┌─ Source information

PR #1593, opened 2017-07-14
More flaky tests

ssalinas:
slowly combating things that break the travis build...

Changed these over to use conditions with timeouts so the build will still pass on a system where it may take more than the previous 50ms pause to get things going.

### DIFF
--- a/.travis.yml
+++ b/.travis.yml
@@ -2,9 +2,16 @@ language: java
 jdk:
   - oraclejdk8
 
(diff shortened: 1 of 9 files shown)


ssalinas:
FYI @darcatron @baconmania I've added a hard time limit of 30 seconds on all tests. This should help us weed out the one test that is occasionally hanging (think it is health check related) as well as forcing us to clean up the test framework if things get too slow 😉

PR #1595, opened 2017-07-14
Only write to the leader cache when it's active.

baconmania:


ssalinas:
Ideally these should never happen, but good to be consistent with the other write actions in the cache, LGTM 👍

└─
┌─ Source information

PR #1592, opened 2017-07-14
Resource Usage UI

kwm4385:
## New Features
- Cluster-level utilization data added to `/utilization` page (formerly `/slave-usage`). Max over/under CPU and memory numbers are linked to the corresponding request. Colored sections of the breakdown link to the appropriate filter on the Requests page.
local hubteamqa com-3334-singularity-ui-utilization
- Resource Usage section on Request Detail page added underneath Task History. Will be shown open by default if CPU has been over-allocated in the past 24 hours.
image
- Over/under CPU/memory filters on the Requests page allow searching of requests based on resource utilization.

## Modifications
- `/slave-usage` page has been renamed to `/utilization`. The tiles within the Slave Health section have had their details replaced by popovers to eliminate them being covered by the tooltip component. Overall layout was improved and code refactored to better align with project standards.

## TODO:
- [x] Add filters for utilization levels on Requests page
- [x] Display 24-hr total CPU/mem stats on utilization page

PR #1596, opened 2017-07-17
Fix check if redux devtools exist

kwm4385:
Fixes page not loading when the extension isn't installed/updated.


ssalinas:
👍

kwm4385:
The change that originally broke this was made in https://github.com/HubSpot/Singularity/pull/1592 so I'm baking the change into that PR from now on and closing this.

└─

Beginning with the line containing "PR #1593, opened 2017-07-14" and ending with the line containing "Ideally these should", extract those lines exactly from the listing above, and only those.

PR #1593, opened 2017-07-14
More flaky tests

ssalinas:
slowly combating things that break the travis build...

Changed these over to use conditions with timeouts so the build will still pass on a system where it may take more than the previous 50ms pause to get things going.

### DIFF
--- a/.travis.yml
+++ b/.travis.yml
@@ -2,9 +2,16 @@ language: java
 jdk:
   - oraclejdk8
 
(diff shortened: 1 of 9 files shown)


ssalinas:
FYI @darcatron @baconmania I've added a hard time limit of 30 seconds on all tests. This should help us weed out the one test that is occasionally hanging (think it is health check related) as well as forcing us to clean up the test framework if things get too slow 😉

PR #1595, opened 2017-07-14
Only write to the leader cache when it's active.

baconmania:


ssalinas:
Ideally these should never happen, but good to be consistent with the other write actions in the cache, LGTM 👍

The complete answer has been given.